Can you use a shoot thru hull transducer?


----------



## FlyBy (Jul 12, 2013)

Did you possibly hit the bunk with it?


----------



## NealXB2003 (Jun 8, 2020)

GullsGoneWild said:


> Can you use a shoot thru hull transducer?


+1. If you're not running side imaging, I'd put that sucker in the hull.


----------



## DBStoots (Jul 9, 2011)

Water Bound said:


> I’d clean out all the old holes and fill with epoxy, but instead of re-drilling, get another Stern Pad and place it over the old/filled holes and then mount the transducer to it. My guess would be it’s mounted too low and hitting bottom


Would you use the 3M stick on for the Stern Pad or drill and screw it to the transom also? I"m not sure one would hold the large transducers.


----------



## Half Shell (Jul 19, 2016)

An in-hull is going to require an area of solid glass to work properly. Some cored hull boats have an area or two in the aft bilge area for it. 

A thru-hull will require drilling and sealing a rather large hole to protect the core and in my experience doesn't always provide good depth readings in very shallow water.

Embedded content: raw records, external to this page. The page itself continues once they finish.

PR #2540, opened 2021-05-11
New dashboard structure and endpoint

EMcQ-BES:
### Changes:

- Add migration for new dashboard table structure


packages/database/src/migrations/20210511024543-CreateDashboardItemsTableLayout-modifies-schema.js
```diff
@@ -0,0 +1,66 @@
...
+
+exports.up = async function (db) {
+  await db.runSql(`
+    CREATE TABLE dashboard_item (
+      id TEXT PRIMARY KEY,
+      code TEXT NOT NULL UNIQUE,
+      config JSONB NOT NULL DEFAULT '{}',
+      permission_groups TEXT[] NOT NULL CONSTRAINT permission_groups_not_empty CHECK (permission_groups <> '{}'),
+      report_code TEXT NOT NULL,
+      FOREIGN KEY (report_code) REFERENCES report (code) ON UPDATE CASCADE ON DELETE RESTRICT
```
EMcQ-BES, line 25: Self admittedly these column constraints are perhaps overly restrictive, I'm not sure if we have a particular way of deciding on column constraints, but this is built around my understanding of the intended usage

packages/database/src/migrations/20210511042757-MoveLESMISVisualsToNewDashboards-modifies-data.js
```diff
@@ -0,0 +1,100 @@
...
+                  THEN 'sub_district'
+                  ELSE LOWER("organisationLevel")
+                END) AS entity_types,
+      array_cat_agg(distinct "projectCodes") AS project_codes,
+      array_agg(distinct "userGroup") AS base_permission_groups,
+      concat("organisationUnitCode", '_', REPLACE(name, ' ', '_'), '_', REPLACE((array_agg(distinct "userGroup"))[1], ' ', '_')) as code
+    FROM "dashboardGroup"
+    WHERE 'laos_schools' = ANY("projectCodes")
+    GROUP BY name, "organisationUnitCode";
+  `);
```
EMcQ-BES, line 51: These SQL commands are a bit complicated because they're performing the full data conversion (aside from generating an id)

I've added screenshots to the ticket showing the result of running this migration just to show that these complicated commands are working.

packages/lesmis/src/components/EntityVitalsItem.js
```diff
@@ -102,7 +102,7 @@ export const EntityVitalsItem = ({ name, value, icon, isLoading }) => (
 
 EntityVitalsItem.propTypes = {
   name: PropTypes.string.isRequired,
-  value: PropTypes.string,
+  value: PropTypes.oneOfType([PropTypes.string, PropTypes.number]),
```
EMcQ-BES, line 105: This just fixes a console error in lesmis, just sneaking it in alongside other work

packages/lesmis/src/views/DashboardView.js
```diff
@@ -489,7 +489,7 @@ export const DashboardView = () => {
               case 'school':
                 return <SchoolView vitals={vitals} />;
               default:
-                return null;
+                return <></>;
```
EMcQ-BES, line 492: This also just fixes a console error

packages/database/src/migrations/20210511024543-CreateDashboardItemsTableLayout-modifies-schema.js
```diff
@@ -0,0 +1,70 @@
...
+    );
+  `);
+  await db.runSql(`
+    CREATE TABLE dashboard_relation (
+      id TEXT PRIMARY KEY,
+      dashboard_id TEXT NOT NULL,
+      child_id TEXT NOT NULL,
+      sort_order INTEGER,
+      FOREIGN KEY (dashboard_id) REFERENCES dashboard (id) ON UPDATE CASCADE ON DELETE RESTRICT,
+      FOREIGN KEY (child_id) REFERENCES dashboard_item (id) ON UPDATE CASCADE ON DELETE RESTRICT
```
edmofro, line 54:
```suggestion
      FOREIGN KEY (child_id) REFERENCES dashboard_item (id) ON UPDATE CASCADE ON DELETE CASCADE
```
If deleting a dashboard item, I think it's fine to just wipe all its relations rather than having to check whether it's been used anywhere first

packages/database/src/modelClasses/DashboardItem.js
```diff
@@ -0,0 +1,35 @@
...
+    return DashboardItemType;
+  }
+
+  async fetchItemsInDashboard(dashboardId, userGroups, criteria) {
+    return this.find(
+      {
+        ...criteria,
+        dashboard_id: dashboardId,
+        permission_groups: {
+          comparator: '&&', // User has ANY of the permission groups
```
edmofro, line 25: Helpful comment, thanks!

packages/database/src/utilities/migration.js
```diff
@@ -15,7 +15,12 @@ class RequiredParameterError extends Error {
 }
 
 export const insertObject = async (db, table, data, onError) =>
-  db.insert(table, Object.keys(data), Object.values(data), onError);
+  db.insert(
+    table,
+    Object.keys(data),
+    Object.values(data).map(x => (Array.isArray(x) ? `{${arrayToDoubleQuotedDbString(x)}}` : x)),
```
edmofro, line 21: Please check no previous migration is passing an array in (maybe that's automatically checked because it just wouldn't have worked)

packages/web-config-server/src/apiV1/legacyReport.js
```diff
@@ -0,0 +1,35 @@
...
+    if (drillDownLevel) {
+      const drillDownCode = baseDashboardItem.config.drillDown?.itemCodes[drillDownLevel];
+      if (!drillDownCode) {
+        throw new Error(`No drill down exists for level ${drillDownLevel}`);
+      }
+      dashboardItem = await this.models.dashboardItem.findOne({
+        code: drillDownCode,
+      });
+    }
+    const legacyReport = await this.models.legacyReport.findOne({ id: dashboardItem.report_code });
```
edmofro, line 27: Could do with error messages if either the base dashboard item or the legacy report don't exist (or does that happen in the permissions checker?)

packages/web-config-server/src/apiV1/dashboardses.js
```diff
@@ -0,0 +1,49 @@
...
+    const hierarchyId = await this.fetchHierarchyId();
+    const returnArray = [];
+    // Fetch dashboards
+    const dashboards = await this.models.dashboard.getDashboards(
+      entity,
+      hierarchyId,
+      query.projectCode,
+    );
+    // Fetch dashboard items
+    await Promise.all(
```
edmofro, line 25:
```suggestion
    const returnArray = await Promise.all(
```
And then you can just return inside the map function rather than assign

edmofro: Also, descriptive variable names ftw
```suggestion
    const dashboardsAndItems = await Promise.all(
```

packages/web-config-server/src/apiV1/legacyReport.js
```diff
@@ -0,0 +1,35 @@
...
+  static PermissionsChecker = DashboardItemPermissionChecker;
+
+  fetchReport = async ({ itemCode, drillDownLevel }) => {
+    const baseDashboardItem = await this.models.dashboardItem.findOne({
+      code: itemCode,
+      legacy: true,
+    });
+    let dashboardItem = baseDashboardItem;
+    if (drillDownLevel) {
+      const drillDownCode = baseDashboardItem.config.drillDown?.itemCodes[drillDownLevel];
```
edmofro, line 19: This is a smart way of continuing to support the current front end behaviour! Love the way you've structured it with the inheritance too. 

My plan with drill down support was that the front end should change so that it just requests a different report, based on the drill down item code in the base config. I think that's a little cleaner than having it work the drill down out here while still using the base item code. 

The implication there is a slightly different structure for the migration, where instead of putting the item codes into an array on the base config, each config has just one item code it can drill down to (so the second layer in has the code for the third layer in)

We don't need to put together the front end support for this now, but we probably do need to change the migration and delete this code. What do you think about that? Can you think of any downsides?

packages/database/src/migrations/20210511042757-MoveLESMISVisualsToNewDashboards-modifies-data.js
```diff
@@ -0,0 +1,177 @@
+'use strict';
```
edmofro, line 1: Haven't reviewed the SQL in here because it's fairly dense. In general, we prefer to pull the data out, manipulate it in javascript (which most of us are more familiar/comfortable with), and then put it back in. Because migrations are one-time, the performance isn't such an issue.

packages/lesmis/src/components/Report.js
```diff
@@ -125,6 +129,11 @@ export const Report = React.memo(
             dashboardGroupId={dashboardGroupId}
             reportId={reportId}
             periodGranularity={periodGranularity}
+<<<<<<< HEAD
```
edmofro, line 132: Some merge cruft in here

edmofro (commented):
Have done a draft/lightweight review across this. Awesome work @EMcQ-BES, it's all looking really good! And thanks again for putting up a draft PR :-)

packages/lesmis/src/components/Report.js
EMcQ-BES: Whoops 😳

packages/database/src/utilities/migration.js
EMcQ-BES: So looking back at this there _are_ a couple of situations where we pass an array in previous migrations. These are situations where the database column is a `jsonb` type, and therefore the stringified `[ x, y ,z ]` format is valid. But that format of course isn't valid for a column that is actually an array type `something[]` and that's when we need to convert to `{ x, y, z }` format.

This was a really good catch that I absolutely didn't consider. I think the best option is to just revert this change and run the `arrayToDoubleQuotedDbString` conversion in my individual migration.

edmofro: Sounds good, thanks for checking it out!

packages/database/src/modelClasses/Dashboard.js
```diff
@@ -0,0 +1,41 @@
...
+  static databaseType = TYPES.DASHBOARD;
+}
+
+export class DashboardModel extends DatabaseModel {
+  get DatabaseTypeClass() {
+    return DashboardType;
+  }
+
+  async getDashboards(entity, hierarchyId, projectCode, params) {
+    const ancestorCodes = await entity.getAncestorCodes(hierarchyId);
```
edmofro, line 20: This raises an interesting question about whether we want to continue allowing _any_ entity relationship access to exist outside of entity-server, or force this information to be fetched. It would probably fit better with our architecture to have the requester pass in the ancestors, rather than having the endpoint work that out. That does mean putting complexity in multiple clients rather than this one spot though.

This model is also structured really nicely to take care of accounting for the multiple semi-complicated filter rules in getting dashboards, which is exactly what a model should do.

Let's leave it how you've got it for now, but @rohan-bes it's a point for us to keep in mind about whether the entity-server should be the sole point of contact for entity relationship stuff. The benefit of that would be that we could pull it out into a proper micro-service that potentially even had its own database.

packages/web-config-server/src/apiV1/dashboardses.js
```diff
@@ -0,0 +1,63 @@
...
+  return [...sortedOutput, ...array];
+}
+
+export default class extends RouteHandler {
+  static PermissionsChecker = NoPermissionRequiredChecker;
+
+  buildResponse = async () => {
+    const { entity, query } = this;
+    const { code: entityCode } = entity;
+    const userGroups = await this.req.getUserGroups(entityCode);
```
edmofro, line 27:
```suggestion
    const permissionGroups = await this.req.getUserGroups(entityCode);
```
It might be too hard to make the `this.req.getUserGroups` consistent, but at least we can use `permissionGroups` everywhere new

packages/web-config-server/src/apiV1/dashboardses.js
```diff
@@ -0,0 +1,63 @@
...
+  // Sorts an array of objects by properties in a prioritized order
+  let sortedOutput = [];
+  columns.forEach(columnName => {
+    sortedOutput = sortedOutput.concat(array
+      .filter(item => !!item[columnName])
+      .sort((itemA, itemB) => itemA[columnName] > itemB[columnName] ? 1 : -1));
+    array = array.filter(item => !item[columnName]);
+  });
+  return [...sortedOutput, ...array];
+}
```
edmofro, line 19: A few things to fix up with this function:

1. Even if you know how it's being used outside the function, you should almost never mutate a function's parameters. It causes bugs because variables change opaquely from the caller's perspective
2. Try to use more descriptive names than `array`. What's in the array? 
3. It's called `sortByDbColumns`, but could work on properties other than db columns, so maybe a more generic name to reflect that
4. I haven't tested the logic properly, but reading through it looks like it filters all with one property defined first, then those with the secondary property defined second and so on, but ideally it would also do conflict resolution using the second property  (I suspect we'll end up with multiple dashboards at sort order `4`, for example)
5. There's no semi-colon on the end here, which indicates it hasn't been linted

packages/web-config-server/src/apiV1/dashboardses.js
```diff
@@ -0,0 +1,63 @@
...
+        const sortedDashboardItems = sortByDbColumns(dashboardItems, ['sort_order', 'code']);
+        return {
+          dashboardName: dashboard.name,
+          dashboardId: dashboard.id,
+          dashboardCode: dashboard.code,
+          entityType: entity.type,
+          entityCode,
+          entityName: entity.name,
+          items: Object.values(sortedDashboardItems).map(item => ({
+            itemCode: item.code,
```
edmofro, line 53:
```suggestion
            code: item.code,
```
I'd prefer to drop `item` prefix given it's a property _of_ an item.

packages/web-config-server/src/apiV1/dashboardses.js
```diff
@@ -0,0 +1,63 @@
...
+            legacy: item.legacy,
+            reportCode: item.report_code,
+            ...item.config,
```
edmofro, line 56: Hmmm...interested in the choice to spread here rather than just keep it inside a `config` key? It's probably the right way to go, but I'd like to hear your thoughts!

packages/database/src/migrations/20210511024543-CreateDashboardItemsTableLayout-modifies-schema.js
```diff
@@ -0,0 +1,71 @@
...
+      report_code TEXT NOT NULL,
+      legacy BOOLEAN NOT NULL DEFAULT 'false'
+    );
+  `);
+  await db.runSql(`
+    CREATE TABLE legacy_report (
+      id TEXT PRIMARY KEY,
+      "dataBuilder" TEXT,
+      "dataBuilderConfig" JSONB,
+      "dataServices" JSONB DEFAULT '[{"isDataRegional": true}]'
```
edmofro, line 33: I'd like this to be a cleaner table too, so let's add `code` and have `id` do its `uuid` thing (already mentioned), but also change the columns to snake case for consistency

packages/database/src/migrations/20210511042757-MoveLESMISVisualsToNewDashboards-modifies-data.js
edmofro: Still haven't reviewed this haha, will review after the other changes as some of them imply some migration updates

edmofro (changes requested):
Heaps of work in one PR! I'm pumped for these changes to get in, and then for Tupaia to update to them too, but have a few changes requested. Happy to talk through any of them

packages/lesmis/src/views/DashboardReportTabView.js
```diff
@@ -146,32 +146,36 @@ export const DashboardReportTabView = ({ entityCode, TabSelector }) => {
...
           {data &&
-            Object.entries(data).map(([heading, dashboardGroup]) => (
-              <TabPanel key={heading} isSelected={heading === selectedDashboard}>
-                {Object.entries(dashboardGroup).map(([groupName, groupValue]) => {
+            data.map(dashboard => (
+              <TabPanel
+                key={dashboard.dashboardName}
+                isSelected={dashboard.dashboardName === selectedDashboard}
+              >
+                {(() => {
```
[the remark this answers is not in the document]
EMcQ-BES: Inline js is expected to be a single resolvable statement, so since it's doing two steps (a filter followed by a ternary return) it needs to be wrapped. Previously it was wrapped in the `map` statement, but the changes in the layout of the `data` object mean that `map` is no longer necessary.

packages/web-config-server/src/apiV1/dashboardses.js
EMcQ-BES: This was mostly just to have the final output more consistent with the previous implementation.

packages/database/src/modelClasses/Dashboard.js
rohan-bes: Hmmm that's a good question @edmofro. So far, I've largely endeavoured to keep the 'entity relation' type logic that report-server deals with in the `EntityModel` (or `AncestorDescendantRelation` model) so that the entity-server itself isn't introducing new business rules about what relations exist between entities.

As such I think for now it's still fairly safe for code that has access to the `EntityModel` to query for relations and maintain consistent behaviour with the entity-server. This mightn't always be the case though...

The entity-server also handles permissions which the entity model does not... This may become even more apparent with our new 'Public data per application' system... I guess calls to `getAncestors()` should be safe as if you have a descendant already you should have access to all its ancestors, but the inverse is not true...

packages/web-config-server/src/apiV1/dashboardses.js
EMcQ-BES: I've just swapped this whole thing with a `lodash.orderby` because as I made it smarter I realised I was reinventing the wheel.

packages/lesmis/src/components/Report.js
```diff
@@ -109,7 +113,7 @@ export const Report = React.memo(
         </Header>
         <Body>
           <ChartTable
-            viewContent={viewContent}
+            viewContent={{ ...viewConfig, data: viewContent }}
```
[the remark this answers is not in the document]
EMcQ-BES: https://github.com/beyondessential/tupaia-backlog/issues/2923

chris-bes:
Hi @EMcQ-BES,

I'm just snooping into this PR a bit to get prepared for https://github.com/beyondessential/tupaia-backlog/issues/2814. All looking good and I'm very excited for this change!

I have only 1 concern. Before, with the same dashboard name (say `ICT Facilities`), in the database, we actually have multiple dashboard group records for different org unit levels. With the new dashboard structure, as I understand, we only have 1 dashboard group record with a column `entity_types` that can contain multiple org unit levels. So the dashboard will be shown at those specified entity levels in `entity_types` column with the child dashboard items.

However, we have a common scenario in Tupaia (not sure about LESMIS) when there are some dashboard items that should only be available at certain organisation unit level (eg: Dashboard Item `Laos_Schools_ICT_Facilities` of dashboard group `ICT Facilities` is only available at School level). Maybe I'm missing something but as I've gone through the code, I'm not sure if the new dashboard structure can handle the scenario. I think the endpoint will always return all the child dashboard items. So if you open `ICT Facilities` dashboard group at Country level Laos, the dashboard item `Laos_Schools_ICT_Facilities` that was only meant for School level will also be shown.

So if the scenario is not supported yet and if I can suggest, I think we should move the `entity_types` (and maybe also `project_codes`) columns from `dashboard` to `dashboard_item`. That way I think we can support the scenario above. Also, when users don't have access to any dashboard items, the endpoint just won't return the dashboard to the client.

edmofro:
Great snooping and find @chris-bes, and excellent suggestion too 🙏 

@EMcQ-BES could you follow up on Chris' suggestion to move the entity types and project codes to dashboard item? 

@chris-bes are you blocked in the meantime?

edmofro:
Thanks @chris-bes. 

@EMcQ-BES an update after chatting with Chris on Slack - he'll make two branches off this, one to update the entity types etc. to live on the dashboard item, and the other (off that) to update Tupaia to use this endpoint. Hopefully you don't have too many pending local changes!

We can then test all of the requirements together on a deployment based on Chris' final branch

Let us know when this is ready for re-review, but Chris will go ahead with implementing stuff off the end of it now anyway.

chris-bes:
Sorry @edmofro and @EMcQ-BES , I've just realized another scenario when starting the implementation today.

There are some generic dashboard reports that are used in multiple countries (especially those in `General` dashboard). And some of them are available in different organisation unit levels between countries (Real example: `Average Availability of Medicines across Operational Facilities` dashboard report is available in Kiribati at Country and SubDistrict levels, but only available in Tonga at Country level).

So having the permission columns (entity_types, project_codes, permission_groups) in `dashboard_item` is not ideal anymore because it won't be able to support such case above (because dashboard item's entity types will be applied the same to every dashboard it is in). With such case, I think dashboard_relation is now the best place to store the permission info.

edmofro:
Darn, good catch @chris-bes 

Storing the filter on the `dashboard_relation` record sounds like the most flexible solution. If it adds too much complexity though, feel free to just duplicate dashboard items in those few places where we have them available at different entity types per country, or even align those places where there are inconsistencies (they're probably a mistake anyway!)

packages/database/src/modelClasses/DashboardItem.js
```diff
@@ -0,0 +1,35 @@
...
+class DashboardItemType extends DatabaseType {
+  static databaseType = TYPES.DASHBOARD_ITEM;
+}
+
+export class DashboardItemModel extends DatabaseModel {
+  get DatabaseTypeClass() {
+    return DashboardItemType;
+  }
+
+  async fetchItemsInDashboard(dashboardId, userGroups, criteria) {
```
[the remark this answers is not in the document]
edmofro: I did check that note to self btw, but forgot to remove it from the PR comments

packages/database/src/migrations/20210511042757-MoveLESMISVisualsToNewDashboards-modifies-data.js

I'd stick with the transom mount, epoxy the screw holes, and relook the mounting location and method.

Bob at Inshore Marine Specialties in Oakland Park could handle it for sure.


----------



## DBStoots (Jul 9, 2011)

iMacattack said:


> Which transducer do you have?


It's the 3-in-one (the large one).


----------



## Gogittum (May 24, 2020)

I just epoxied a 1" thick (a full 1") hardwood block to the transom, It's about 2½" x 5" and I screwed my big 3 way transducer to that. No holes in transom. It's rock solid, Make sure you pre-drill the screw holes. If interested, I can describe my experiences learning about that.

I agree with Vinnie: if you mounted that transducer directly to a fiberglass hull, you're going to have ongoing problems and I'd be "very" concerned about water in the transom. NEVER put sheet metal screws directly into 'glass. The fibers crumble around the screw. Ask me how I know.


----------



## iMacattack (Dec 11, 2006)

If it's pulling from the transom then I'd inspect the transom. This sounds weird. Maybe some pictures?


----------



## Water Bound (Dec 12, 2018)

Just stick it to the transom, they make a larger size for the 3n1’s…it will hold.When screwing the ducer to the stern pad, make sure the screws are not going to go all the way through the stern pad.

Having said all that, do you really need/want the 3n1? For them to be effective, they need to be below the running surface. This means every time you are poling shallow enough to bump bottom, you are dragging the ducer which in turn knocks it out of alignment.
If you don’t really need the side scan, fill the holes touch with gel coat and install a “shoot thru”. If installed correctly, you can hold depth readings at 30+mph 



DBStoots said:


> Would you use the 3M stick on for the Stern Pad or drill and screw it to the transom also? I"m not sure one would hold the large transducers.


----------



## Loogie (Jul 24, 2019)

No temperature with hull transduce, I would stick with external, epoxy plate and reinstall works well.


----------



## Water Bound (Dec 12, 2018)

Actually Lowrance/Simrad have a Shoot Thru with external temp- 83/200 kHz Shoot Thru Skimmer c/w Temp - PDRT-WBL | Transducer | Simrad USA




Loogie said:


> No temperature with hull transduce, I would stick with external, epoxy plate and reinstall works well.


----------



## DBStoots (Jul 9, 2011)

Thanks, all. As Loogie suggests, I'd like to keep the temperature feature. Do the shoot thru transducers have that feature? I'd be a little concerned about a large hole required for one also. Here's a picture of the stern and the two mounting holes:


----------



## DBStoots (Jul 9, 2011)

Water Bound said:


> Actually Lowrance/Simrad have a Shoot Thru with external temp- 83/200 kHz Shoot Thru Skimmer c/w Temp - PDRT-WBL | Transducer | Simrad USA


Just saw that--thanks!


----------



## iMacattack (Dec 11, 2006)

Went out and took a picture of mine. Almost looks like your is mounted too low possibility? The fact that it’s pulling the screws out of the transom would point me towards either it’s mounted low and there is a lot of pressure on it possible while running or maybe poling.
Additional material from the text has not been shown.